There was nothing old fashioned about Wayne McGregor’s production, except perhaps that it didn’t seem to probe the meaning of the Orpheus myth with much rigour. Most productions need to question the point of the prohibition against looking directly at Eurydice. On the face of it, it’s arbitrary opera plot hell – an excuse for an aria rather than sensible drama. Eurydice – beautifully sung by Sarah Tynan – was understandably upset and angry at Orpheus’s apparent indifference. McGregor’s production was fussy and didn’t always seem to know what it was doing. What was the point of the ribbon that Orfeo wore briefly as a blindfold? Did we really need a curtain down between acts one and two? Why did Orfeo sit on a plastic chair? What was the significance of a male dancer for Orfeo when the singer Orpheus was pretty non-binary (not that anything was made of this)? Why did this Orpheus not have a lyre or any musical instrument?

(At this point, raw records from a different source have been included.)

PR #234, opened 2019-02-28
Replace usage of deprecated phpunit expected exception tag

### LINKED ISSUE #232: Replace usage of deprecated `@expectedException` with `expectException`
Some exercises are using the `@expectedException` annotation, which is deprecated and will be removed in PHPUnit 9:

```
The @expectedException, @expectedExceptionCode, @expectedExceptionMessage, and @expectedExceptionMessageRegExp annotations are deprecated. 

They will be removed in PHPUnit 9. Refactor your test to use expectException(), expectExceptionCode(), expectExceptionMessage(), or expectExceptionMessageRegExp() instead.
```

The affected exercises should be updated to use `expectExceptionMethod`.

(I'm happy to do this myself, when I've got some free time 😄)

The following exercises require updating:
   - [ ] - `largest-series-product`
   - [ ] - `phone-number`
   - [ ] - `ocr-numbers`
   - [ ] - `triangle` 
   - [ ] - `grains`
   - [ ] - `robot-simulator`
   - [ ] - `queen-attack` 

(This is a 'living' list - I'll add exercises as I found them)

G-Rath:
This closes #232.

While doing this I noticed usage of `expectException` like this:

`$this->expectException('InvalidArgumentException', 'Only positive numbers are allowed');`

Personally, I think it'd be better to use `InvalidArgumentException::class`, but more importantly this doesn't actually test the exception message; PHPUnit just ignores the second parameter, checking only the exceptions *type*.

To achieve the desired behaviour, `expectExceptionMessage` should be used. 

I'll open up a new issue for this :)

### DIFF
--- a/exercises/grains/grains_test.php
+++ b/exercises/grains/grains_test.php
@@ -51,9 +51,6 @@ class GrainsTest extends PHPUnit\Framework\TestCase
         $this->assertSame('9223372036854775808', square(64));
     }
 
-    /**
-     *
-     */
     public function testRejectsZero()
     {
         $this->expectException(InvalidArgumentException::class);
@@ -61,9 +58,6 @@ class GrainsTest extends PHPUnit\Framework\TestCase
         square(0);
     }
 
-    /**
-     *
-     */
     public function testRejectsNegative()
     {
         $this->expectException(InvalidArgumentException::class);
@@ -71,9 +65,6 @@ class GrainsTest extends PHPUnit\Framework\TestCase
         square(-1);
     }
 
-    /**
-     *
-     */
     public function testRejectsGreaterThan64()
     {
         $this->expectException(InvalidArgumentException::class);
--- a/exercises/grains/grains_test.php
+++ b/exercises/grains/grains_test.php
@@ -52,26 +52,32 @@ class GrainsTest extends PHPUnit\Framework\TestCase
     }
 
     /**
-     * @expectedException InvalidArgumentException
+     *
      */
     public function testRejectsZero()
     {
+        $this->expectException(InvalidArgumentException::class);
+
         square(0);
     }
 
     /**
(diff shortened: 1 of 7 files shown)


DerTee:
@G-Rath 
Thanks for doing all that maintenance work and updating the tests!

Just out of curiosity:
What's the benefit of having one commit per file in this case?
Personally I try to squash commits that are related to the same conceptional change in one commit so the log stays lean.
Am I missing something?

G-Rath:
It's considered a recommended [best practice](http://sethrobertson.github.io/GitBestPractices/#commit) for git: "Commit Often, Perfect Later".

> Git only takes full responsibility for your data when you commit. If you fail to commit and then do something poorly thought out, you can run into trouble. Additionally, having periodic checkpoints means that you can understand how you broke something.

Lean commits are great until you want to do something related to the changes in them.

For example, in this PR, pretend all the tests suddenly broken. We could checkout each commit at a time (usually I'd pick a random commit every couple of commits until I found one that didn't error, then checkout one at a time from that commit up until my tests started failing, rather than do them strictly one-by-one going down), and run the tests - you'd do that until they failed, then you'd know what code change caused the failure.

However, if you'd only made one big commit, you'd have to *manually* revert a part of that single commit to test against, and keep doing that until you'd found the failure.

You can still of course do this with a single commit, but it's a lot easier to let git manage it all for you :)

petemcfarlane:
Thanks for the PR @G-Rath, much better! But don't you think the empty docblocks above the tests look a little strange and potentially confusing now? Would you consider removing these too? Thanks!

G-Rath:
@petemcfarlane Sorry, I thought I replied to your comment, but apparently I didn't.

I totally agree it's weird! Also, sorry for forgetting to add "FIXES" to all my PRs :(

McGregor’s choreography was beautiful in its own right – and downright ravishing for the Dance of the Blessed Spirits, which is some of the most tenderly sublime music ever written; music that has averted suicide and helped recovery from depression. Elsewhere, the dancing often felt purely decorative and occasionally like a distraction from the film images, Gluck’s music and the committed acting and singing, which were more successful in attaining the bella simplicita that Gluck was aiming for.
Ben Cullen-Williams’ video images were hauntingly effective, with a vast grey seascape, continuous strobe lighting for the gates of hell and finally a starlit sky with diaphanous clouds. Louise Gray’s costumes, fabulous though they would have been on a catwalk or in a piece of pure dance, seemed frivolous and attention seeking against the high seriousness of Gluck’s music. Eurydice’s funeral seemed more like a rained off beach party for Lycra fetishists. The furies at the gates of the underworld were singularly unmenacing in Day-Glo stripy socks and almost football kit, although there was something marvellous about the way they glowed in the dark. And the Elysian Fields appeared to be hosting a prohibitively expensive Goop workshop in designer yoga wear.
The ending – with Eurydice suspended behind a yellow transparent screen – was more or less where we started, and did leave me with food for thought. Was McGregor hinting at the fragility and transience of relationships – and how they cannot outlast death and lack of communication? Was this the point of the Gods’ prohibition, to show us how, even if eloquence and intensity of grief can bring back a lover from the dead, the cracks inevitable in any relationship would still eventually destroy it anyway? This is in direct contradiction to the final celebratory praise of Love – sung with delightful purity and sweetness by Soraya Mafi. This would not be the first opera with an ambivalent finale. Perhaps McGregor’s production was more subtle than it first appeared.